# Dart frog stand in?



## RMB (Nov 26, 2009)

I've set up my first viv, a 29gal with LECA, gravel, orchid bark, some charcoal, peat, topped with sphagnum, some mosses, pothos, a fern, leaves, a small pond, etc... Seeded with springtails, and I have two small cultures on the side, waiting for their populations to increase to start bigger cultures. Yet to acquire FFs, but I'm working on that. Eventually I want to have Leucs, Azureus, or Tincs, leaning towards the Leucs right now.

What I want to know is if there is a frog species that is similar to a dart frog in requirements, but in the 5-10$ range. I'd like to put a couple frogs in there to make sure that it can support life, and to have something entertaining in there while I wait for funds and opportunity to purchase darts. I also don't want to lose a group of expensive frogs due to some idiot mistake. I don't want or intend to lose any frogs really, but sentiment aside, I'd rather it be an inexpensive frog. Once darts are in, the stand ins will probably go back to the local petstore (a good one, not Petco or any place like that), or I might keep them in a different setup.

Don't give me flak about "animals testing" or anything, I have no intention of putting any frogs in a dangerous or unsuitable habitat. I just want to know if there are any frogs that would find a habitat suitable for dart frogs comfortable.


----------



## spottedcircus (Sep 17, 2009)

the main problem I can see with the idea is that the substrate would have to be switched out between frogs, becuase what ever parasites the first group had could then infect the second group of frogs. Leucamelas are pretty cheap around 25, if you have a reptile show near you its worth it to drive to save on shipping.


----------



## frogfreak (Mar 4, 2009)

I don't know if You've considered this but...

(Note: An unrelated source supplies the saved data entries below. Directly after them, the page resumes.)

PR #508, opened 2022-10-21
Update python-tuf tests for v5 root

### LINKED ISSUE #346: Update python-tuf test for v5 root
**Description**

https://github.com/sigstore/root-signing/pull/343 introduced a failing client test with python-tuf, once the v5 root is published we should be able to start using python-tuf without issues so ensure we:

* Update tests/client-tests/python-tuf.py to bootstrap from the v5 root
* Remove `continue-on-error` from the python-tuf step in .github/workflows/tuf_client_tests.yml

joshuagl:
**NOTE:** opened as draft until v5 root is fully operational.

This PR does the following
* Makes a minor change to scripts/step-4.sh to allow it to run without issue on macOS with zsh
* Updates the python-tuf client test to retrieve a target once metadata has been updated
* Updates the python-tuf client test to bootstrap from the v5 root
* Removes `continue-on-error` from the python-tuf step in .github/workflows/tuf_client_tests.yml

Closes #346

### DIFF
--- a/tests/client-tests/python-tuf.py
+++ b/tests/client-tests/python-tuf.py
@@ -35,6 +35,8 @@ with tempfile.TemporaryDirectory() as tmpdirname:
         "repository/repository/5.root.json",
         f"{METADATA_DIR}/root.json")
 
+    # TODO: we hard-code a single target here and will need to update this
+    # if the target retrieval API changes.
     fulcio_cert = "fulcio.crt.pem"
     try:
         updater = Updater(
--- a/tests/client-tests/python-tuf.py
+++ b/tests/client-tests/python-tuf.py
@@ -15,6 +15,7 @@
 
 import os
 import shutil
+import sys
 import tempfile
 
 from tuf.ngclient import Updater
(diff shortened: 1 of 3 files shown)


tests/client-tests/python-tuf.py
```diff
@@ -25,18 +26,33 @@
...
+
+        if info is None:
+            print(f"Failed to fetch {fulcio_cert}")
+            sys.exit(1)
+
+        path = updater.download_target(info)
+        print(f"Fetched {fulcio_cert} to {path}")
+
+    except:
+        print(f"Updated and fetch of {fulcio_cert} failed")
```
jku, line 58: Handling the exception will hide the stacktrace: probably makes sense to print the exception at least

tests/client-tests/python-tuf.py
```diff
@@ -25,18 +26,33 @@
...
-        target_dir=tmpdirname)
-    updater.refresh()
+    fulcio_cert = "fulcio.crt.pem"
+    try:
+        updater = Updater(
+            metadata_dir=METADATA_DIR,
+            metadata_base_url=f"{REPO_URL}",
+            target_base_url=f"{REPO_URL}/targets/",
+            target_dir=tmpdirname)
+        updater.refresh()
```
jku: nit: refresh() is implicit in get_targetinfo() so you could remove it here.

tests/client-tests/python-tuf.py
joshuagl: Good point, handling the exception and not printing it or the stacktrace will make understanding _why_ things failed harder. I'll add a `print()` call.

tests/client-tests/python-tuf.py
joshuagl: Thanks, I've removed it in 23d4d5d

joshuagl:
I've rebased this PR on main with the v5 updates, should be good to review and merge now.

tests/client-tests/python-tuf.py
```diff
@@ -25,18 +26,33 @@
...
+        "repository/repository/5.root.json",
         f"{METADATA_DIR}/root.json")
 
-    updater = Updater(
-        metadata_dir=METADATA_DIR,
-        metadata_base_url=f"{REPO_URL}/metadata/",
-        target_base_url=f"{REPO_URL}/targets/",
-        target_dir=tmpdirname)
-    updater.refresh()
+    fulcio_cert = "fulcio.crt.pem"
```
asraa, line 40: very small nit: could you add a TODO here saying you're hard-coding a single target. If target retrieval API changes, this would likely change.

asraa (dismissed):

tests/client-tests/python-tuf.py
joshuagl: Absolutely. Addressed in a3d6b450046af5e8274765d11587445b5bab4f07

asraa (approved):

PR #546, opened 2022-11-17
Remove stale delegations

### LINKED ISSUE #545: [bug]: Updating workflow sync
Repo: https://github.com/sigstore/root-signing/tree/main
Run: https://github.com/sigstore/root-signing/actions/runs/3489449418
Workflow file: https://github.com/sigstore/root-signing/tree/main/.github/workflows/sync.yml
Workflow runs: https://github.com/sigstore/root-signing/actions/workflows/sync.yml
Trigger: push
Branch: main
Date: Thu Nov 17 15:06:49 UTC 2022

asraa:

Fixes https://github.com/sigstore/root-signing/issues/545

The sync job checks to make sure that none of the files uploaded are expired. Our unused delegated targets files just expired which caused the sync job to fail. We can safely remove the target files, so long as the snapshot.json continues to hold their hashes to prevent a rollback attack. 

When we snapshot, we [preserve](https://github.com/theupdateframework/go-tuf/blob/00e8129a6d462d7d06f1374dbfabe76f6c163231/repo.go#L1327) old delegated targets files hashes and versions.

When we rotate snapshot keys, we should clear the snapshot.json of the old unused delegations.


asraa:
cc'ing reviewers, please check my on my TUF logic. @trishankatdatadog

Hayden-IO (approved):

trishankatdatadog:
> cc'ing reviewers, please check my on my TUF logic. @trishankatdatadog

Seems right to me, yes. If there is a delegatee you want to delete, you should delete:
1. The targets only the delegatee is responsible for.
2. The delegatee's targets metadata.
3. The delegation off _any_ delegator's targets metadata.

But keep the snapshot metadata about (2) around until timestamp/snapshot needs to be reset (e.g., due to a fast-forward attack, as described in Section [5.3.11](https://theupdateframework.github.io/specification/v1.0.31/index.html#update-root) of the spec).

(3) can safely be updated in the snapshot metadata so long as it doesn't rollback itself.

Any disagreements @mnm678 @justinCappos?

asraa:
> Seems right to me, yes. If there is a delegatee you want to delete, you should delete:

Thank you for this list! I double checked that there weren't any delegatee targets as well. Those were removed.

> But keep the snapshot metadata about (2) around until timestamp/snapshot needs to be reset (e.g., due to a fast-forward attack, as described in Section [5.3.11](https://theupdateframework.github.io/specification/v1.0.31/index.html#update-root) of the spec).

+1, the snapshot will hold on to the delegations indefinitely (until we refresh keys). double-checked that our automation won't remove it.

kommendorkapten (approved):

joshuagl (approved):
LGTM! Thanks for the detailed review @trishankatdatadog

PR #547, opened 2022-11-22
Update Snapshot and Timestamp

bobcallaway:
Sign snapshot and timestamp files

PR #552, opened 2022-11-29
Update Snapshot and Timestamp

bobcallaway:
Sign snapshot and timestamp files


Hayden-IO (approved):

joshuagl:
Is there some additional context here? This only extends the `expires` of snapshot and timestamp by one additional day since #547  which merged yesterday

asraa:
>Is there some additional context here? This only extends the expires of snapshot and timestamp by one additional day since https://github.com/sigstore/root-signing/pull/547 which merged yesterday

Agree, this is not needed, the one merged yesterday was manually bumped, but the cron doesn't know that.

Issue #222, opened 2019-07-02
Allow Remove Perfect Albums plugin to remove releases with multiple files per track


phw:
See https://community.metabrainz.org/t/split-albums-in-album-list-where-multiple-track-copies-are-found/433254

PR #224, opened 2019-07-09
Added option 'Remove perfect albums (allowing multiple file extensions)'

dsparkplug:
This option treats albums with multiple complete sets of track files but with different extensions as perfect.

See #222

### DIFF
--- a/plugins/remove_perfect_albums/remove_perfect_albums.py
+++ b/plugins/remove_perfect_albums/remove_perfect_albums.py
@@ -1,11 +1,14 @@
 PLUGIN_NAME = 'Remove Perfect Albums'
-PLUGIN_AUTHOR = 'ichneumon, hrglgrmpf'
+PLUGIN_AUTHOR = 'ichneumon, hrglgrmpf, dsparkplug'
 PLUGIN_DESCRIPTION = '''Remove all perfectly matched albums from the selection.'''
-PLUGIN_VERSION = '0.2'
+PLUGIN_VERSION = '0.3'
 PLUGIN_API_VERSIONS = ['0.15', '2.0']
 PLUGIN_LICENSE = "GPL-2.0"
 PLUGIN_LICENSE_URL = "https://www.gnu.org/licenses/gpl-2.0.html"
 
+import os
+import os.path
+from picard import log
 from picard.album import Album
 from picard.ui.itemviews import BaseAction, register_album_action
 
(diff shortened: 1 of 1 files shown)


plugins/remove_perfect_albums/remove_perfect_albums.py
```diff
@@ -19,4 +22,65 @@ def callback(self, objs):
               	and album.get_num_unsaved_files() == 0 and album.loaded == True):
                 self.tagger.remove_album(album)
 
+class RemovePerfectAlbumsAllowingMultipleFileExtensions(BaseAction):
+    NAME = 'Remove perfect albums (allowing multiple file extensions)'
+
+    def callback(self, objs):
+        for album in objs:
+            
+            if (not(isinstance(album, Album))):
```
zas, line 31: You don't need to add parenthesis here:

```python
if not isinstance(album, Album):
```

plugins/remove_perfect_albums/remove_perfect_albums.py
```diff
@@ -19,4 +22,65 @@ def callback(self, objs):
               	and album.get_num_unsaved_files() == 0 and album.loaded == True):
                 self.tagger.remove_album(album)
 
+class RemovePerfectAlbumsAllowingMultipleFileExtensions(BaseAction):
+    NAME = 'Remove perfect albums (allowing multiple file extensions)'
+
+    def callback(self, objs):
+        for album in objs:
+
```
zas, line 30: This whiteline should be removed. See PEP8 for Python style recommendations.

plugins/remove_perfect_albums/remove_perfect_albums.py
```diff
@@ -19,4 +22,65 @@ def callback(self, objs):
...
+    def callback(self, objs):
+        for album in objs:
+            
+            if (not(isinstance(album, Album))):
+                continue
+           
+            title = album.column('title')
+            log.info('Checking album perfection: %s', title)
+            
+            if (album.loaded != True):
```
zas, line 37: Useless parenthesis and test can be done this way:

```python
if album.loaded:
```

plugins/remove_perfect_albums/remove_perfect_albums.py
```diff
@@ -19,4 +22,65 @@ def callback(self, objs):
...
+                log.info('Album is not loaded')
+                continue
+
+            unsavedFiles = album.get_num_unsaved_files()
+            if (unsavedFiles > 0):
```
zas, line 42:
```python
if unsavedFiles:
```

plugins/remove_perfect_albums/remove_perfect_albums.py
```diff
@@ -19,4 +22,65 @@ def callback(self, objs):
...
+                log.info('Album has %s unsaved files', unsavedFiles)
+                continue
+            
+            unmatchedFiles = album.get_num_unmatched_files()
+            if (unmatchedFiles > 0):
```
zas, line 47:
```python
if unmatchedFiles:
```

plugins/remove_perfect_albums/remove_perfect_albums.py
```diff
@@ -19,4 +22,65 @@ def callback(self, objs):
...
+                continue
+
+            if (totalFiles % numberOfTracks != 0):
+                log.info('The number of files %s in album is not wholly divisible by the number of tracks %s', totalFiles, numberOfTracks)
+                continue
+
+            #get dictionary of file extension counts
+            extDict = {}
+            for file in album.iterfiles():
+                _, ext = os.path.splitext(file.filename)
```
zas, line 64: Do not use `_` as placeholder, it is used for translations (`_()` is a function), just use `unused`

zas (changes requested):
Please respect [PEP8](https://www.python.org/dev/peps/pep-0008/)

I didn't test the PR yet, but I will soon.

zas:
@dsparkplug any update?

Sophist-UK:
IMO this is trying to do in a plugin what should be done in Picard proper i.e. because we need the icons to reflect the perfect nature of the album or otherwise - and this PR will essentially remove albums which are shown as needing saving in the UI. We need Picard to recognise perfect albums which have multiple formats.

phw:
As this hasn't gone anywhere I'm going to close this for now. Can be re-opened if needed.

And I agree with @Sophist-UK, we could at least have an option to treat a release with multiple files per track as completed. Maybe at least if each track has the same amount of files and they are of different formats.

What if the "Stand ins" are carrying, Hook worm, Lung worm, etc.


----------



## RMB (Nov 26, 2009)

Had not considered parasites, thanks. How common of a problem is that with captive frogs?
Neither had I seen leucs that cheap, next show around here is Frog Day, which I think is in March maybe.


----------



## frogparty (Dec 27, 2007)

more common than we would like. Better just get the hang of culturing ff's and keeping your viv plants alive. That way when you get your leucs (great choice btw) you willo have the basics pretty much down. 25 is on the cheap side for leucs, but at shows or from your local breder you can probably find som for that price no problem. Leucs arequite forgiving as far as a 1st dart go, so I personally wouldnt worry about a stand in.
Id find a way to put a bromeliad in the viv too
Now "hop to it" and pot some viv pics


----------



## Groundhog (Dec 17, 2006)

ALso, I don't know where you got your info, but your substrate is cause for concern. Charcoal does not really accomplish anything, and peat will eventually break down.


----------



## Groundhog (Dec 17, 2006)

Con't

LECA is good, byt why gravel? It is so heavy.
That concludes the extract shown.